What I have noticed is that the task_queue doesn't have an entry, which makes us think that it should have finished. The error message "status is unknown" is produced in the live code (not checked in).
This bug is driving me nuts. I've just submitted 25 times in a row running it on my desktop, using different cls files, different zip files, some of which compile and some of which do not. I now think it only occurs on publish.iacr.org because of something in mod_wsgi/apache or docker.

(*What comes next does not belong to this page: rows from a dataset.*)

PR #5585, opened 2026-07-31
TinyProfiler: stdout/stderr keywords for tiny_profiler.output_file

ax3l:
## Summary

Add the special values `stdout` and `stderr` for `tiny_profiler.output_file`, which select the default out stream and the default error stream of AMReX, respectively. An explicit `stdout` value was not expressible before: the empty string served as the default, but `tiny_profiler.output_file=` is rejected by `ParmParse` ("no values for definition"), so users could not spell it out on the command line or in an inputs file.

This came up for applications that redirect the report to a file by default and want a simple way to switch back to the standard output, see the discussion in https://github.com/BLAST-WarpX/warpx/pull/7077.

The default value of the parameter is now the literal `stdout` instead of the empty string, which is self-documenting; the behavior is unchanged and an empty value is still treated the same as `stdout`.

## Additional background

For https://github.com/BLAST-WarpX/warpx/pull/7077 and https://github.com/BLAST-ImpactX/impactx/pull/1566

## Checklist

The proposed changes:

### DIFF
--- a/Docs/sphinx_documentation/source/RuntimeParameters.rst
+++ b/Docs/sphinx_documentation/source/RuntimeParameters.rst
@@ -1605,7 +1605,7 @@ enabled.
    .. versionadded:: 24.09
       Runtime parameter ``tiny_profiler.output_file``.
 
-   .. versionchanged:: 26.08
+   .. versionchanged:: 26.09
       Special names ``stdout`` and ``stderr``; the default value is now
       ``stdout`` (same behavior as the previous default, the empty string).
 
--- a/Docs/sphinx_documentation/source/RuntimeParameters.rst
+++ b/Docs/sphinx_documentation/source/RuntimeParameters.rst
@@ -1600,12 +1600,17 @@ enabled.
 
 .. py:data:: tiny_profiler.output_file
    :type: string
-   :value: [empty]
+   :value: stdout
 
    .. versionadded:: 24.09
       Runtime parameter ``tiny_profiler.output_file``.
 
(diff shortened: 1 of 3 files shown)


dpgrote (approved):
Looks good!

WeiqunZhang:
> An explicit stdout value was not expressible before: the empty string served as the default, but tiny_profiler.output_file= is rejected by ParmParse ("no values for definition"), so users could not spell it out on the command line or in an inputs file.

I still haven't found a solution to this. Today I thought maybe it was because when python writes to a file, the OS may still buffer the output. I switched the writing of the compilation.json file so that it uses os.fsync() on the file descriptor of the output file before popping the paperid from the task_queue. According to my thinking, this should mean that the file is written out before the web server thinks it should refer to the compilation.json file for definitive information about what happened with the compilation. Unfortunately I still saw the same error - when the web server responds to /tasks, it reads an old version of the file.
It's hard for me to see how it could happen, but maybe it involves the scheduling of IO operations in flask/mod_wsgi/python. According to this document when python performs an IO operation, it releases the Global Interpreter Lock (GIL) that allows other threads to run. That still doesn't explain how the paperid could be removed from the task_queue before the write operation completes, because the line task_queue.pop(paperid, None)
appears at the end of the task performed for the compilation.
The design should perhaps be reviewed by an independent party (Joppe?). The general idea is that task_queue is a global that stores a map from paperid to the Future that is executing the compilation. We need to keep this around to make sure that you can't issue two compilations for the same paper, and to keep a queue of jobs that have been queued for compilation. The ThreadPoolExecutor has only a single thread, so it can only compile one paper at a time (this is to constrain the load on the server, and queue the jobs up). When the task_queue Executor runs a job, it executes tasks.py::run_latex_task(), and the last thing that does it to pop the paperid from the task_queue. There are theoretically other places where the paperid is popped from the task_queue, but only if the thread dies for some reason (e.g., if an unexpected exception occurred or the task was cancelled). I have never seen these other cases occur - they are only there for extra safety.
Unfortunately when the browser polls for the paperid, it doesn't show up in the task_queue any more because it was popped. I had assumed that would mean the write() in run_latex_task() would have completed and flushed the output through the OS. There is evidently some other optimization going on that prevents the wsgi server from seeing the latest version of the file.
One thing we could try is to remove the task_queue and use some other file-locking mechanism to protect against double compilation. That seems more dangerous to me.
I've now observed this in the wild on publish.iacr.org. I looped in ls -ltr data/
I will try and review this as well. I just tried to submit and got the error on the first try: Paper was not compiled: no directory /var/www/wsgi/latex-submit/webapp/data/i6zp9d6/candidate/output. This is a known bug and you should try reloading this page. My gut feeling is also scheduling of IO operations (either by Docker or by something else). Let me see if I can find anything...
I think the problem is after docker runs, because the shutil.copytree copies staging to output, and the compilation.json file is written after docker. I had a longer explanation in email of my suspicions.
I think this was fixed by adding a database to keep track of the compilations.
there appears to be a race condition in the submission flow. While the user is waiting for their paper to compile, the browser is polling /tasks/. This polls the task_queue to see if a task is still running. The task is running tasks.py::run_latex_task, and when it finishes it should have created the output directory under data//output. When the browser detects that the task is finished, it redirects to /view/, which looks for the output directory but doesn't find it. If you refresh a few seconds later, it finds it.
The path to create the output directory is complicated:
Unfortunately I sometimes notice that /view/ does not find the output_dir. We should probably try to do better logging to see what is going on, but accessing the flask app logger from inside a thread of the executor seems difficult.